→ **Task details**
What lines of the material below hold the string "closely"? Copy them out.

→ **Records for the task**
☆ ☆ ☆ ☆ ☆

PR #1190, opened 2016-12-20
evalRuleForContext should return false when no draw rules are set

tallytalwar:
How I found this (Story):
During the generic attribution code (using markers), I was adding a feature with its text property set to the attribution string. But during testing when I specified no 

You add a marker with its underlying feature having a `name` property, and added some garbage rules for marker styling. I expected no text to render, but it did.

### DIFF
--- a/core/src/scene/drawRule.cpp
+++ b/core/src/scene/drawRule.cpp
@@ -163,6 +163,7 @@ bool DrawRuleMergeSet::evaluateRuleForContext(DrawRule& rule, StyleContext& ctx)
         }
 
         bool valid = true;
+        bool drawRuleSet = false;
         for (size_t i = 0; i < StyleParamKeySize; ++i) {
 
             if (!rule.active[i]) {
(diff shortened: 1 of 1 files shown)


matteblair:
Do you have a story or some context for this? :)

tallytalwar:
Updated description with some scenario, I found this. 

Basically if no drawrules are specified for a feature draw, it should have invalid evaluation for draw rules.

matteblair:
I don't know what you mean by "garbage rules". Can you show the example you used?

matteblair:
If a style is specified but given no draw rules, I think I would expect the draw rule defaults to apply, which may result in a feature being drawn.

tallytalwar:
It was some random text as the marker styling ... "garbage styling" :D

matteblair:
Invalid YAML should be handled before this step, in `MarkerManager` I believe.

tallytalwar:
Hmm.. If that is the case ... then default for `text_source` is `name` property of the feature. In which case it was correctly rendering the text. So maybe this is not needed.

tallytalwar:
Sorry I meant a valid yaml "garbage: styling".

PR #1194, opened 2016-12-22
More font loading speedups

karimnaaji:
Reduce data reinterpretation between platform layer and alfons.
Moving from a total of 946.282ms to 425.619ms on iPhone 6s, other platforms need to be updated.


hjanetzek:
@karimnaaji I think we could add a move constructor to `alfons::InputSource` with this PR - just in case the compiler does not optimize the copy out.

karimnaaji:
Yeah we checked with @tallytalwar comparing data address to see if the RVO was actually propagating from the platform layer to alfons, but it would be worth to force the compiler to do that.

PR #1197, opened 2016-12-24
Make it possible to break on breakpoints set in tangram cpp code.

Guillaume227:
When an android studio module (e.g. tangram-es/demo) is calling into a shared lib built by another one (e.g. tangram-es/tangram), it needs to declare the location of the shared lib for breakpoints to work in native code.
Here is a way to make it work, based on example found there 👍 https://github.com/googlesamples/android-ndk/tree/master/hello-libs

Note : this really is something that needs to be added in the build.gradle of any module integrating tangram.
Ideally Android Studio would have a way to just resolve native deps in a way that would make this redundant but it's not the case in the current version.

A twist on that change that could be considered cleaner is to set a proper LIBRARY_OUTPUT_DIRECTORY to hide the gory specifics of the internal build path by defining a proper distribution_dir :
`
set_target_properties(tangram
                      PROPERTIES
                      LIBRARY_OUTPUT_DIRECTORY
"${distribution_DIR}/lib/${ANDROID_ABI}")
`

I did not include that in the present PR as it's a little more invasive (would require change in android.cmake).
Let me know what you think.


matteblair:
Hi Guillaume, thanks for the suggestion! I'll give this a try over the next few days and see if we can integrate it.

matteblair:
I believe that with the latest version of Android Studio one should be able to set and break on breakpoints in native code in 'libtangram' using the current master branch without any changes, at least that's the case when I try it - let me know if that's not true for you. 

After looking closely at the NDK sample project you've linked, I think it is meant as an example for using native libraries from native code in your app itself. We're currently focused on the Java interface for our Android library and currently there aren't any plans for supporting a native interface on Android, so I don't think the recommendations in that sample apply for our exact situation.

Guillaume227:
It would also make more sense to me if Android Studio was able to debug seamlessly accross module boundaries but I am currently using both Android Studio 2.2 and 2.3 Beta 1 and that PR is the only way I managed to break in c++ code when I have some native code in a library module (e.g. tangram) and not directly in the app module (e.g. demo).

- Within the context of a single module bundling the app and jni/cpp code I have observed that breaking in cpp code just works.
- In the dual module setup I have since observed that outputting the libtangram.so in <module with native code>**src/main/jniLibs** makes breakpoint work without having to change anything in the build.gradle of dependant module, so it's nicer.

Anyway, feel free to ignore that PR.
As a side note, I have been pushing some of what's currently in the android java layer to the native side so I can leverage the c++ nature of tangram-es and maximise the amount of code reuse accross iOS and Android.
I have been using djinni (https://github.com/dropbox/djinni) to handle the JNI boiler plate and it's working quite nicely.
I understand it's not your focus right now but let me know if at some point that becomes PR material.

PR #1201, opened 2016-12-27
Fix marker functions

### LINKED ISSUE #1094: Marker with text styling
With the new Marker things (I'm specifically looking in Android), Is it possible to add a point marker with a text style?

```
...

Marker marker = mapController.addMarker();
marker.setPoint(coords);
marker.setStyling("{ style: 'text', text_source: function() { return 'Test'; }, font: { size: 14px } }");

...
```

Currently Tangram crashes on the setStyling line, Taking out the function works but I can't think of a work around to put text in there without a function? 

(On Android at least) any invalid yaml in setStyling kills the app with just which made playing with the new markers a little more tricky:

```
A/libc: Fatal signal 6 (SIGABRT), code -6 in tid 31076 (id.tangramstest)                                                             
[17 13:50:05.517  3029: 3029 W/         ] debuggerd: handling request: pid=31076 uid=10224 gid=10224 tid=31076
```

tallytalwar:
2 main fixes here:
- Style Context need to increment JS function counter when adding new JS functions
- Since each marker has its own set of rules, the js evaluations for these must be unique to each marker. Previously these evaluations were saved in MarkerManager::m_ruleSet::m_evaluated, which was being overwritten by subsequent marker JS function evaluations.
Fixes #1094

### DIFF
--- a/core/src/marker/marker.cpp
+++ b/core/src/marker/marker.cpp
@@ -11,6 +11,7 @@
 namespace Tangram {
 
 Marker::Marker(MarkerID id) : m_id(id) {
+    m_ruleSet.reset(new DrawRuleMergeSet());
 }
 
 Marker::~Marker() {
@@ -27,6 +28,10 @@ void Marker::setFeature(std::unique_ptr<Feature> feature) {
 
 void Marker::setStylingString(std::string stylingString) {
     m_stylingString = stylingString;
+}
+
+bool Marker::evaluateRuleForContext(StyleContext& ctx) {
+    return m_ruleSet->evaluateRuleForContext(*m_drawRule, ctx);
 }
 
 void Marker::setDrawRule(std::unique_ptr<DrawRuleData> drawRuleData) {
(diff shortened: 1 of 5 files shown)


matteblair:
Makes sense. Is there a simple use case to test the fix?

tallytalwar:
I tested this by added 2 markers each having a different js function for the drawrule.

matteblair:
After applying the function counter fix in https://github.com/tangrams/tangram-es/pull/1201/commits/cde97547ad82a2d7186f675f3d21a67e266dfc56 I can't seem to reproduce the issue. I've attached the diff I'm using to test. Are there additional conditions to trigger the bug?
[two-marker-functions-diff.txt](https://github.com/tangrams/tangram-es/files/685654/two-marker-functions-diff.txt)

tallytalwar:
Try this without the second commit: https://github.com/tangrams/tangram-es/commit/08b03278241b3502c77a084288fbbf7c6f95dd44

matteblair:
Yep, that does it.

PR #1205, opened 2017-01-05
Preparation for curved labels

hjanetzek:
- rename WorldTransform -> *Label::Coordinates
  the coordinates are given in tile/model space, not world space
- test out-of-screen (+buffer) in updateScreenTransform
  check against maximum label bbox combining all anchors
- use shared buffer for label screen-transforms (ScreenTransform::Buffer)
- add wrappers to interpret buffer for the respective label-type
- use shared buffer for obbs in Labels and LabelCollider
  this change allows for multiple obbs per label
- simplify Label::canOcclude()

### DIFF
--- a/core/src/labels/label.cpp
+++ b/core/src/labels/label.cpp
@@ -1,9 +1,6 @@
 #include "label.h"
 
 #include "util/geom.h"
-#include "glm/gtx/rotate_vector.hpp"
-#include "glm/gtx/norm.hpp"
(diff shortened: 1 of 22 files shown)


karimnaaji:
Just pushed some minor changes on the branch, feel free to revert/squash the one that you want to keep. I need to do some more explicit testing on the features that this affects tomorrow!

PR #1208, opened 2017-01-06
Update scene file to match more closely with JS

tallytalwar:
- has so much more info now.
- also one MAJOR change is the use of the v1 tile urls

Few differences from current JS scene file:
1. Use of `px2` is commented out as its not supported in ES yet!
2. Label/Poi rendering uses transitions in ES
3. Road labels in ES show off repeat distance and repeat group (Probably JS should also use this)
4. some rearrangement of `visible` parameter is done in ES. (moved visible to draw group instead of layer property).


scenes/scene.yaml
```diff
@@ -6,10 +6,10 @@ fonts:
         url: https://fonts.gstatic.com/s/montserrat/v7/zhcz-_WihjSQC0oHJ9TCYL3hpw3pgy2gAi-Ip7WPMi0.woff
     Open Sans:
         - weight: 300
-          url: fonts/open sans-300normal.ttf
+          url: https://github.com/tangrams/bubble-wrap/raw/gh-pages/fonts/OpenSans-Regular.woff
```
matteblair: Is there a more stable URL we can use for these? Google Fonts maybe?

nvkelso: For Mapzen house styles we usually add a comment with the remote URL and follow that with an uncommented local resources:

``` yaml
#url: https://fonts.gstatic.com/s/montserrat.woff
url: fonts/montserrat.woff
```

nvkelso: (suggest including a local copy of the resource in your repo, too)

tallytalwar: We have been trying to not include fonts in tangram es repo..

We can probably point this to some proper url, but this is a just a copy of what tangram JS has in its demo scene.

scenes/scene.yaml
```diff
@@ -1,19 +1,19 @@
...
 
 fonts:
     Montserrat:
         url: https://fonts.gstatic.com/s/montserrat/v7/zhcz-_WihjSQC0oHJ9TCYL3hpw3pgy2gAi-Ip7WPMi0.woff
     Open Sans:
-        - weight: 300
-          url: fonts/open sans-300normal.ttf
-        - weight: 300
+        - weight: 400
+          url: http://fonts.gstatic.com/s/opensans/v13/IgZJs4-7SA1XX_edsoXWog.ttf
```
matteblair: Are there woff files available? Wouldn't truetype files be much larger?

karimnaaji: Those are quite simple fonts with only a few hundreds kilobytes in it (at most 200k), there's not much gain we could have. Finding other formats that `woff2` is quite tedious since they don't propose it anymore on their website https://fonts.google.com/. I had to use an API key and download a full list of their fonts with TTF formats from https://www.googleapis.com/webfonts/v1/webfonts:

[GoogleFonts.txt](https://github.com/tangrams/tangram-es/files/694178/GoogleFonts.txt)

☆ ☆ ☆ ☆ ☆

→ **Solution to this exercise**
After looking closely at the NDK sample project you've linked, I think it is meant as an example for using native libraries from native code in your app itself. We're currently focused on the Java interface for our Android library and currently there aren't any plans for supporting a native interface on Android, so I don't think the recommendations in that sample apply for our exact situation.
Update scene file to match more closely with JS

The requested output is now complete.